Over the next 20 years, we can expect these investments to grow by around 2000. The best case scenario would be a growth of around 6000 while the worst case would be a growth of less than 500.
When we created this we used function R norm meaning normal distributions of return. In reality majority of the time investment returns are negativly skewed. These results are probably more optomistic than real which is one limitation. As for the next limitation, it involves the data base we used.
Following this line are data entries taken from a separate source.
PR #2765, opened 2021-06-03
PP-8131 Worldpay credentials specific creds page

sfount:
Use new `/worldpay/check-credentials` Connector route to make sure service users have provided correct credentials before allowing submission.

Also
- Implement worldpay credentials against current language best practices
- Simple backend form validation meets design system recommendations
- Page is covered by existing credentials Cypress tests

### DIFF
--- a/app/controllers/credentials/credentials-form.js
+++ b/app/controllers/credentials/credentials-form.js
@@ -40,18 +40,10 @@ class CredentialsForm {
       errorSummaryList: formatErrorsForSummaryList(errors)
     }
   }
-
-  // render(formData = {}) {
-  //   return this.fields.reduce((aggregate, field) => {
-  //     const key = field.key || field.id
-  //     aggregate[key] = typeof formData[field.id] === 'string' ? formData[field.id].trim() : formData[field.id]
-  //     return aggregate
-  //   }, {})
-  // }
 }
 
 function isNotEmpty (value) {
   return value && value.length !== 0
 }
 
-module.exports = { CredentialsForm, isNotEmpty }
+module.exports = { CredentialsForm, isNotEmpty, formatErrorsForSummaryList }
--- a/app/controllers/credentials/credentials-form.js
+++ b/app/controllers/credentials/credentials-form.js
@@ -1,0 +1,57 @@
+function formatErrorsForSummaryList (errors = {}) {
+  return Object.entries(errors).map(([id, message]) => ({
+    href: `#${id}`,
+    text: message
+  }))
+}
+class CredentialsForm {
+  constructor (fields = []) {
+    this.fields = fields
+    this.values = {}
+  }
+
+  from (entity = {}) {
+    const values = this.fields.reduce((aggregate, field) => {
+      const key = field.key || field.id
+      aggregate[field.id] = entity[key]
+      return aggregate
+    }, {})
+    return { values }
+  }
+
+  validate (formData = {}) {
+    const errors = {}
+    const values = {}
+
+    this.fields.forEach((field) => {
+      const valid = field.valid || []
+      values[field.id] = typeof formData[field.id] === 'string' ? formData[field.id].trim() : formData[field.id]
+      valid.some((validator) => {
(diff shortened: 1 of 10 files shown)


sfount:
🤔 it would be helpful if there was logging around the "invalid" credentials scenario -- how often that is presented to users might prove useful for support queries.

sfount:
Playing around with setting `autocomplete=` on the input elements could try and stop Chrome from its invasive credentials management on generically named "username" and "password"

app/controllers/credentials/credentials-form.js
```diff
@@ -0,0 +1,49 @@
...
+        }
+      })
+    })
+    return {
+      values,
+      errors,
+      errorSummaryList: formatErrorsForSummaryList(errors)
+    }
+  }
+}
```
stephencdaly, line 43: Is the intention that most of this code could be re-used for any form, not just credentials?

app/controllers/credentials/credentials-form.js
```diff
@@ -0,0 +1,49 @@
...
+
+function isNotEmpty (value) {
```
stephencdaly, line 45: Even when we're sharing this code for any form, does it make more sense for this function live in a separate validation helper class, which would maybe replace `server-side-form-validations.js` when we more widely use this pattern?

app/controllers/credentials/credentials-form.js
```diff
@@ -0,0 +1,49 @@
...
+    }, {})
+    return { values }
+  }
+
+  validate (formData = {}) {
+    const errors = {}
+    const values = {}
+
+    this.fields.forEach((field) => {
+      const valid = field.valid || []
```
stephencdaly, line 27: this is where typescript would be so useful! I know that it's not gonna happen anytime soon though :(

app/controllers/credentials/worldpay.controller.js
```diff
@@ -0,0 +1,48 @@
...
+  const results = credentialsForm.validate(req.body)
+
+  if (results.errorSummaryList.length) {
+    return response(req, res, 'credentials/worldpay', { form: results })
+  }
+
+  try {
+    const checkCredentialsWithWorldpay = await connectorClient.postCheckWorldpayCredentials({ correlationId, gatewayAccountId, payload: results.values })
+    if (checkCredentialsWithWorldpay.result !== 'valid') {
+      results.errorSummaryList = formatErrorsForSummaryList({ 'merchant_id': 'Unable to use credentials with Worldpay, check entered credentials' })
```
stephencdaly, line 33: Does this linking to the the merchant_id field suggest that there's a problem with the merchant id specifically? Not sure of the answer to this...

test/cypress/stubs/gateway-account-stubs.js
```diff
@@ -196,6 +196,14 @@ function postCheckWorldpay3dsFlexCredentials (opts) {
   }
 }
 
+function postCheckWorldpayCredentials (opts) {
+  const path = `/v1/api/accounts/${opts.gatewayAccountId}/worldpay/check-credentials`
+  return stubBuilder('POST', path, 200, {
+    request: opts.credentials,
+    response: { result: 'valid' }
```
stephencdaly, line 203: Should use a fixture with a corresponding pact test. Fine for that to be in a separate PR though.

stephencdaly (approved):
Looks good and the controller code is very elegant using this pattern.

It would be good to make sure this form pattern is generified and pointed to from our node guidance as part of this work to ensure this doesn't become yet another pattern that isn't replicated in other places.

Left a question about the linking from the error summary when credentials fail validation with Worldpay which might be one to check with someone else if we aren't confident of the answer.

And needs a pact test, but can be added in the next PR.

sfount:
Thanks for the review @stephencdaly

Recorded for a follow up PR to tackle: 
- consumer pact tests covering the credentials checking route
- logging around valid/ invalid response handling
- iterate the top level generic form error handling pattern if appropriate

I'll take this through to a test environment to check connecting all the dots.

PR #2787, opened 2021-06-14
BAU Fix setup for flakey worldpay flex pact

sfount:
I'm not familiar with the chai `should` syntax but this unit test seems
to fail every so often for no reason.

Use async/ await syntax to make it clearer what's going on and review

Although we are using the time period of 2012 to present, there is still a lot of different market crashes and rises before 2012 that would possibly show different levels of data earlier than 2012. Even with these limitation, we are still able to grasp a decent understanding of what 20 years could look like.